= ASSIGNED TASK =
Find and copy each line of the data that includes "IPrismDiagnostic".

= SOURCE INFORMATION =
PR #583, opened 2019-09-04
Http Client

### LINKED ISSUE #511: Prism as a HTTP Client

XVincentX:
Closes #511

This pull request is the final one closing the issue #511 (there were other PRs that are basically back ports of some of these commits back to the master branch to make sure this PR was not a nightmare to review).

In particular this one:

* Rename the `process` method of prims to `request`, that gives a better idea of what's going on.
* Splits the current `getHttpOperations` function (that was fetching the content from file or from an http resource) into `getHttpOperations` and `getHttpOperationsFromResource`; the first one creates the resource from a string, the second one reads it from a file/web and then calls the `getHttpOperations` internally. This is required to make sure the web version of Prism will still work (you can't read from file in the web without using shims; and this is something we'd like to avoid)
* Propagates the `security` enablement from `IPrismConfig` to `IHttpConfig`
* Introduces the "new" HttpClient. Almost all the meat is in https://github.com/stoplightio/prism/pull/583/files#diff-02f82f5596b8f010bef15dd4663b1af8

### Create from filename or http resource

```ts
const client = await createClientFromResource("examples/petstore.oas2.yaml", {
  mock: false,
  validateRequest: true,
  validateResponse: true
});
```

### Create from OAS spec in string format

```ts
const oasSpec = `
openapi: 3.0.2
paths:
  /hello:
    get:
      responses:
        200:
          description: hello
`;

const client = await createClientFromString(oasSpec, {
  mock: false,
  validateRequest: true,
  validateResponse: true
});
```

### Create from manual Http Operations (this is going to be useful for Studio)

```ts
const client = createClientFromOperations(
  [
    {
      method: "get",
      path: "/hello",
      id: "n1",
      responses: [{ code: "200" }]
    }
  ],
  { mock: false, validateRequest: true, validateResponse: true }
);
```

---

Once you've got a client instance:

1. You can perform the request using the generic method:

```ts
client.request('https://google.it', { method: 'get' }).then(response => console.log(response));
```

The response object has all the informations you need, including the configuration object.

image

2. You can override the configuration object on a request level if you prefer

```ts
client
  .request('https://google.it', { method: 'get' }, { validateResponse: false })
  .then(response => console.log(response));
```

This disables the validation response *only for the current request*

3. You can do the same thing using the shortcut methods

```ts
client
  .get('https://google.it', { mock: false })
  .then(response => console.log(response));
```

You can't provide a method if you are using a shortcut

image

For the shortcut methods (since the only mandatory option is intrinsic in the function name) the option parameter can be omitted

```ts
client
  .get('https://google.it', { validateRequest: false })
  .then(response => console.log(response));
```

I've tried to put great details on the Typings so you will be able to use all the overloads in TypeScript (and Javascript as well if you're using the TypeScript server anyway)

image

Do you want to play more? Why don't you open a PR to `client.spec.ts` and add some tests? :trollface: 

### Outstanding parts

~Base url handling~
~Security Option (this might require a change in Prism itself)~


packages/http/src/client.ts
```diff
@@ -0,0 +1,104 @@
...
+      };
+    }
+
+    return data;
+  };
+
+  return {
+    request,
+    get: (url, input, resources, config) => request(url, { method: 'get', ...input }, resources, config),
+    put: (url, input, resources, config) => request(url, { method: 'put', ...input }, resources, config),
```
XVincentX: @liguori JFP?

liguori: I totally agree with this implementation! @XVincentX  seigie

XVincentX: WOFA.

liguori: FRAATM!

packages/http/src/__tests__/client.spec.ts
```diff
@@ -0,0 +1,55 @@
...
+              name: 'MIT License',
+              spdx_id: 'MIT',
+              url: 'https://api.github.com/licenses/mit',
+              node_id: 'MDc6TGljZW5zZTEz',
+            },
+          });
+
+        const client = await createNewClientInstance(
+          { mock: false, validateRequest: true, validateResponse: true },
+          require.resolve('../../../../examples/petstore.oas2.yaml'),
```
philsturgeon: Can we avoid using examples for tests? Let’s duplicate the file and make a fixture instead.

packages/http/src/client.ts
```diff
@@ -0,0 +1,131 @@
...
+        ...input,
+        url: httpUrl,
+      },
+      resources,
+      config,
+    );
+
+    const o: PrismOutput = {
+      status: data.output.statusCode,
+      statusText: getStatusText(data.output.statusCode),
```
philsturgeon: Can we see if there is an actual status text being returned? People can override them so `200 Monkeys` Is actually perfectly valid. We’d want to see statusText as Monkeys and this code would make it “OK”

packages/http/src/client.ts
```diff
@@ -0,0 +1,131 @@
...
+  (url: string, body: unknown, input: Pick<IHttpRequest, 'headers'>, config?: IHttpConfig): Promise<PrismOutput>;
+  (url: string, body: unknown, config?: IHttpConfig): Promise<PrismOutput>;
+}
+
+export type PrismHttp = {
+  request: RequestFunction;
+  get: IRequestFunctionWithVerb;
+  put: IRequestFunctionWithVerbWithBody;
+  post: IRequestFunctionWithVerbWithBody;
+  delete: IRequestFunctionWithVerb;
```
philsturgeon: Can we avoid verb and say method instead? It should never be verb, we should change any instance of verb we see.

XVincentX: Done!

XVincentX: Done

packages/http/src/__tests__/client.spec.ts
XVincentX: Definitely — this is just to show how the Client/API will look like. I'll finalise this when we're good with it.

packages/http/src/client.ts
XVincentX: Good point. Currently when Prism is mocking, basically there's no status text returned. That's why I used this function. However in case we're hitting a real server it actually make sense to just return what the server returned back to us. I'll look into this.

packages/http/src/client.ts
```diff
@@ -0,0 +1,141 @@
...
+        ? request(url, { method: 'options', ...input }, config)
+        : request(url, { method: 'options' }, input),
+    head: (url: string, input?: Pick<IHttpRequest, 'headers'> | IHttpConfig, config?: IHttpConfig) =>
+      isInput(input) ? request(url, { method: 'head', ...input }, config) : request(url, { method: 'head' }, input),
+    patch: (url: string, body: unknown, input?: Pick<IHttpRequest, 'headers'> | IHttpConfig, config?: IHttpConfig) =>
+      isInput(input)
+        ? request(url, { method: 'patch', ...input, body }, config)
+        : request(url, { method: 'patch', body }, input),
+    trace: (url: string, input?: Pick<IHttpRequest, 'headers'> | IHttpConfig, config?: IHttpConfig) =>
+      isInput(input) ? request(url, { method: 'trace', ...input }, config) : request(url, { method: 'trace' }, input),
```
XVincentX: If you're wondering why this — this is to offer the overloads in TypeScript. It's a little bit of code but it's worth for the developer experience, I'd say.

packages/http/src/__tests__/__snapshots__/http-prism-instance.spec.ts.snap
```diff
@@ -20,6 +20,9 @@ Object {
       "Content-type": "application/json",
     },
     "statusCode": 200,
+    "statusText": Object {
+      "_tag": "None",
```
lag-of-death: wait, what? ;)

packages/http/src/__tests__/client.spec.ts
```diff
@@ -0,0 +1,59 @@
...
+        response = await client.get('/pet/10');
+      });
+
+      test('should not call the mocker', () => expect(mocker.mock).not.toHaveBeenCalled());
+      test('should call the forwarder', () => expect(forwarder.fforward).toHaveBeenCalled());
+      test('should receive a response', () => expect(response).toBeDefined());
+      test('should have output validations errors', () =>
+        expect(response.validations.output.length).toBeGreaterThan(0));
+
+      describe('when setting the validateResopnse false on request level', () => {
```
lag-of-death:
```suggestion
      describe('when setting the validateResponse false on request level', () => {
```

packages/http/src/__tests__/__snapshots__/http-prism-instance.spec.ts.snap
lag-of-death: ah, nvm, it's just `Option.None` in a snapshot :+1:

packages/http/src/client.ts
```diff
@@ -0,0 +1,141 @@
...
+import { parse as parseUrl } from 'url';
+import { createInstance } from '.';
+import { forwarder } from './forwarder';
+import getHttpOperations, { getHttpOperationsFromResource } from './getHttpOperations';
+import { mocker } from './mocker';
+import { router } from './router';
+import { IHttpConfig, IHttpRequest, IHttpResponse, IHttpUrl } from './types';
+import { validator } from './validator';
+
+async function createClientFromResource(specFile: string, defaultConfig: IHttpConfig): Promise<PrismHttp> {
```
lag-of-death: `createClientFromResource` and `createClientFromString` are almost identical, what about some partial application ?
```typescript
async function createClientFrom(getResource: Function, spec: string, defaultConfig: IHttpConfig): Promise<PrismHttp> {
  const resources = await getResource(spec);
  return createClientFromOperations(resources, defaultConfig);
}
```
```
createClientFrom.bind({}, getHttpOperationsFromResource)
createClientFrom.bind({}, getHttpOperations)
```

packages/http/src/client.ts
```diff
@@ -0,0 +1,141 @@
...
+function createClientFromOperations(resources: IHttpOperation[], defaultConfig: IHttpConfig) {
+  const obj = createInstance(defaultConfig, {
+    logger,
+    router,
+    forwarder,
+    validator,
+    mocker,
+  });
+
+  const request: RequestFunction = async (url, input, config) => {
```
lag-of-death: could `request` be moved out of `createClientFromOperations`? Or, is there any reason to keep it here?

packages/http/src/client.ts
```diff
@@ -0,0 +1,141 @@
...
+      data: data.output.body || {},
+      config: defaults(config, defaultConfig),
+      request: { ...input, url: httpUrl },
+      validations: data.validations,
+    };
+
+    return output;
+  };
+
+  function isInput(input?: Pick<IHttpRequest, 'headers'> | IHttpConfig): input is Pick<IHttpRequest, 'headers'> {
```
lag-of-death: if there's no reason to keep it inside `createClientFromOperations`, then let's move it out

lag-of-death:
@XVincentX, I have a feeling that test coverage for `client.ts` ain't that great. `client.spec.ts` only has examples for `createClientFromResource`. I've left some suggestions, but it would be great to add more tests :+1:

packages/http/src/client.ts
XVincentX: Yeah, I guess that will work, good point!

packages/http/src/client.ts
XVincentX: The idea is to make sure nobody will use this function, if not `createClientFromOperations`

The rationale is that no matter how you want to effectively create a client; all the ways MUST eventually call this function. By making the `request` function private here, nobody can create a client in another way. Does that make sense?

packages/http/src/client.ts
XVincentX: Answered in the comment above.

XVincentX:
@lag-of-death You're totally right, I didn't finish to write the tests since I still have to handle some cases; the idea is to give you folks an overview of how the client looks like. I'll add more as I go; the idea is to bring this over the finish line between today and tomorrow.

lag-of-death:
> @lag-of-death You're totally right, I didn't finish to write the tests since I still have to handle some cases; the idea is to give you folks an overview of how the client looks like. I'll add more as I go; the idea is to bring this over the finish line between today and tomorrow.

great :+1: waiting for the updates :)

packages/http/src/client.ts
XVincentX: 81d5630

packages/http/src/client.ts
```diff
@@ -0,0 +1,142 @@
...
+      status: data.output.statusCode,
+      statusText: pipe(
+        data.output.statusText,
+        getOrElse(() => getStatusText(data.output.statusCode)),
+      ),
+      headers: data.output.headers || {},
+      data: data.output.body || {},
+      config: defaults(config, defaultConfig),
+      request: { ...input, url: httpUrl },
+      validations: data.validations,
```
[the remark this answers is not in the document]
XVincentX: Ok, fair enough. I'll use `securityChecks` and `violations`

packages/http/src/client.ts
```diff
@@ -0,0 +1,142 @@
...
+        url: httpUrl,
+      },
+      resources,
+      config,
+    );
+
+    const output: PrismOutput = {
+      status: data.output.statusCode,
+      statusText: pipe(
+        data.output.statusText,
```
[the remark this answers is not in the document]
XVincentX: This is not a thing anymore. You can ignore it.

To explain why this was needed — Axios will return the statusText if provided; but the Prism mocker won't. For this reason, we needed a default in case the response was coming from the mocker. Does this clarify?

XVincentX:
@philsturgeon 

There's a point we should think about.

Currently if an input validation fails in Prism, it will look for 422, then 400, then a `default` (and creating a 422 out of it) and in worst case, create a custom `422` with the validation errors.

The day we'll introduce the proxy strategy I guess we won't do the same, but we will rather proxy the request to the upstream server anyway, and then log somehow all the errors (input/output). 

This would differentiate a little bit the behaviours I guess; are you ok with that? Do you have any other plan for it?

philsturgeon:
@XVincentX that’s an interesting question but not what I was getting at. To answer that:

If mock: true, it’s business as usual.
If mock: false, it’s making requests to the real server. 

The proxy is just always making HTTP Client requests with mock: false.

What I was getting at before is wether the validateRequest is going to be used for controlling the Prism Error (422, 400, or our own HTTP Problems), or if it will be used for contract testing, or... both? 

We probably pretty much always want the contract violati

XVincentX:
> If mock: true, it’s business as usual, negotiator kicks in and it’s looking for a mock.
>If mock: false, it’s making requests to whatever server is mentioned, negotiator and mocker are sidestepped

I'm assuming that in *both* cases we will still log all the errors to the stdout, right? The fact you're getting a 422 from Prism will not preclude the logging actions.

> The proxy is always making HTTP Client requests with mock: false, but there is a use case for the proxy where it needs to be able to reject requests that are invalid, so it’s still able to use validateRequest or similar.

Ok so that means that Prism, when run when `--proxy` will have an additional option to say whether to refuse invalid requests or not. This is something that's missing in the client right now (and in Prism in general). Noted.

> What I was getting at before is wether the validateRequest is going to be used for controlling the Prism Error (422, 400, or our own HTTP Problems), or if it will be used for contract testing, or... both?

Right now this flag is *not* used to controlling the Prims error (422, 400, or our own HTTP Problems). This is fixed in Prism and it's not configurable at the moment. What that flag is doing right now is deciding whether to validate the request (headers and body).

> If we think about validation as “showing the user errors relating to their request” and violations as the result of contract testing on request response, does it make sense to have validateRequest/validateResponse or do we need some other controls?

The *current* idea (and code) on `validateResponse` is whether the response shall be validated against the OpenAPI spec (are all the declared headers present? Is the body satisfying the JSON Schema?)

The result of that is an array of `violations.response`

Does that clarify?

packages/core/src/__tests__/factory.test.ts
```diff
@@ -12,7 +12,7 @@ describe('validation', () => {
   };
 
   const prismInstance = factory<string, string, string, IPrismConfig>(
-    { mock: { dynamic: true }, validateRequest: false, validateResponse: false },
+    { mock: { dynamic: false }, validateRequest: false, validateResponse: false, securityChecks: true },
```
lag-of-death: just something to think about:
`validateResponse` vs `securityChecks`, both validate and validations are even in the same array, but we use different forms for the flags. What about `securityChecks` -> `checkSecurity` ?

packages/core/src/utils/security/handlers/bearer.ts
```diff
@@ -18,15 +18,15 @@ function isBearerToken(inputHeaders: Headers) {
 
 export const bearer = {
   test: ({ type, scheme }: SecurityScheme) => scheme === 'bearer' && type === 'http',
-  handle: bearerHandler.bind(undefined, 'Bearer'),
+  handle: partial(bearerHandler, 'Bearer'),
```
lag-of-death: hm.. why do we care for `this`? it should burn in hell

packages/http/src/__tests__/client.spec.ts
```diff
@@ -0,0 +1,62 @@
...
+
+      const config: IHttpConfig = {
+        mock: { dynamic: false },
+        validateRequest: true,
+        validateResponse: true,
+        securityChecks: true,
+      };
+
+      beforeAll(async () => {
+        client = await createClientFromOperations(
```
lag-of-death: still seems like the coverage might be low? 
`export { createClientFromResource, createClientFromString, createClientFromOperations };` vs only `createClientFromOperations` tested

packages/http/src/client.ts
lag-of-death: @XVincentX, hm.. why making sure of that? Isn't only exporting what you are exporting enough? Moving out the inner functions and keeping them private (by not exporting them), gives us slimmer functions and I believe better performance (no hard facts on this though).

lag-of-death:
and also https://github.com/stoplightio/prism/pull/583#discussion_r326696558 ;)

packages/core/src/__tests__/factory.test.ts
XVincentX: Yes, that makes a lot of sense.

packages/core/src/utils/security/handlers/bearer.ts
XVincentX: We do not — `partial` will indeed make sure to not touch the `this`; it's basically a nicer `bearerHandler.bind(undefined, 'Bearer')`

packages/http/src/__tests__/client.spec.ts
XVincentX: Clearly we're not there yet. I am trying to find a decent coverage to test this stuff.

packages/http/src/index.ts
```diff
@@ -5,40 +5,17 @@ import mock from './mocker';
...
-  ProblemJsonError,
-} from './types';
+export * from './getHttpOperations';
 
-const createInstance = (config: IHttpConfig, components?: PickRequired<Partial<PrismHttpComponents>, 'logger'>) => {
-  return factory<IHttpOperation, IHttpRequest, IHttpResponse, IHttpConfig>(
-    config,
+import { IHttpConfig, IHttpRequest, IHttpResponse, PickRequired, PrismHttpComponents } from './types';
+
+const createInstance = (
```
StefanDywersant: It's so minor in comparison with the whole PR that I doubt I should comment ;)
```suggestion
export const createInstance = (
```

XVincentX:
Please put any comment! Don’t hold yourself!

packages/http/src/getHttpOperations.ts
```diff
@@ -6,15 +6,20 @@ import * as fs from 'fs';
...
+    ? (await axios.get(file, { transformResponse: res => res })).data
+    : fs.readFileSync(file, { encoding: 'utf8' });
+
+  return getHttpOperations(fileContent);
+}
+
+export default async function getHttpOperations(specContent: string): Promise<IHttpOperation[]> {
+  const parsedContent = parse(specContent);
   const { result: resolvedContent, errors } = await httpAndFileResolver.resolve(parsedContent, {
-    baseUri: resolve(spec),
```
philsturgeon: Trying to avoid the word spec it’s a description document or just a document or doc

...

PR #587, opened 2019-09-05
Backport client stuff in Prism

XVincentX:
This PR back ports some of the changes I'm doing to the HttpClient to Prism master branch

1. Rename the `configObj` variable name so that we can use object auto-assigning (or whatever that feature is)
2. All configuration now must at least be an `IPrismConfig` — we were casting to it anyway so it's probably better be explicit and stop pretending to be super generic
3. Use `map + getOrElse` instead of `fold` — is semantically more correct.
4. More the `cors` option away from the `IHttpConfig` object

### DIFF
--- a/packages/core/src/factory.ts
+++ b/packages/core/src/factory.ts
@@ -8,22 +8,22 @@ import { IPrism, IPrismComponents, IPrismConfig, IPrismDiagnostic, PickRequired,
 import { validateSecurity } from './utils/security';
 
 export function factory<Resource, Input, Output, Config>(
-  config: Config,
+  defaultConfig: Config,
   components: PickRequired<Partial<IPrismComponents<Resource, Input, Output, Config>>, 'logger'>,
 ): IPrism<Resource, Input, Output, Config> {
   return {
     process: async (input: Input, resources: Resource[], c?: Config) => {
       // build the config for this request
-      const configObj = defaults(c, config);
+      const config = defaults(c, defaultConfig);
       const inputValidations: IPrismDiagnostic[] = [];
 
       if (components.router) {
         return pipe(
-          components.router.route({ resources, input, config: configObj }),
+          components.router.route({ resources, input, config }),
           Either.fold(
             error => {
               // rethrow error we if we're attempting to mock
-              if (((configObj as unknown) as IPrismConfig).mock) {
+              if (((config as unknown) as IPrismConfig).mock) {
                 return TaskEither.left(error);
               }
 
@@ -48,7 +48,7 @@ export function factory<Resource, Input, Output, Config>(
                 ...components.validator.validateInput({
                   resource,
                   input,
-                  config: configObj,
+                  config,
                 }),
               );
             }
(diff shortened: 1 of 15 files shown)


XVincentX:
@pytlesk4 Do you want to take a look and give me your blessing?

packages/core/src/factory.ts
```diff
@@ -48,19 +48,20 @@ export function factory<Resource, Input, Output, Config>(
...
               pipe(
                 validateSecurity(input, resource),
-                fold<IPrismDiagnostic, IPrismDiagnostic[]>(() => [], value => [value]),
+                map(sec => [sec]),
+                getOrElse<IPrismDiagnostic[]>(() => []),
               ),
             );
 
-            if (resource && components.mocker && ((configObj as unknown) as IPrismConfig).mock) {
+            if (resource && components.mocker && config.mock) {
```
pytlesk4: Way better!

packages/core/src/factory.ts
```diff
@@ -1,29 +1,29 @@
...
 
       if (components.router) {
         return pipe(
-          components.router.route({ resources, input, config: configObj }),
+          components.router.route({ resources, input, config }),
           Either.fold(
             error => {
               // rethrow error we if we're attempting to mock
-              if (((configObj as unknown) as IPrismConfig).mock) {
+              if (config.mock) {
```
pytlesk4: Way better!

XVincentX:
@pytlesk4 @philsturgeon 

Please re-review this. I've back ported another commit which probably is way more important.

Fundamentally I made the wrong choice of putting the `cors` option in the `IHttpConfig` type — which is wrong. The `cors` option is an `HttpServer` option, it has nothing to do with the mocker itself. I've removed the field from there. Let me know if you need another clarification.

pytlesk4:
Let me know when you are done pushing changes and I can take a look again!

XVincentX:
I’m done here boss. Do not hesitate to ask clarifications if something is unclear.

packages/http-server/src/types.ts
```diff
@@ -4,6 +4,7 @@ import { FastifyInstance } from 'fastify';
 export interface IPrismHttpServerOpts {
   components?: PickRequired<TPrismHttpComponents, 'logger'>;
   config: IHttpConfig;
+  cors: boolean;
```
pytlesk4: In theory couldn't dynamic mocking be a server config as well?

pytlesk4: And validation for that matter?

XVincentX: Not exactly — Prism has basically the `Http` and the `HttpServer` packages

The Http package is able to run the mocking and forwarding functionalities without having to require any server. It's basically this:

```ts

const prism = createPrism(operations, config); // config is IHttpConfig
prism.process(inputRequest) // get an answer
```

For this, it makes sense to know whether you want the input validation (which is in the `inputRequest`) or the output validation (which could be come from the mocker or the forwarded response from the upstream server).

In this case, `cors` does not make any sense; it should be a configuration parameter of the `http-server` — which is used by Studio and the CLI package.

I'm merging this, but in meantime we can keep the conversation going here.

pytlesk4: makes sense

= EXERCISE OUTPUT =
@@ -8,22 +8,22 @@ import { IPrism, IPrismComponents, IPrismConfig, IPrismDiagnostic, PickRequired,
       const inputValidations: IPrismDiagnostic[] = [];
-                fold<IPrismDiagnostic, IPrismDiagnostic[]>(() => [], value => [value]),
+                getOrElse<IPrismDiagnostic[]>(() => []),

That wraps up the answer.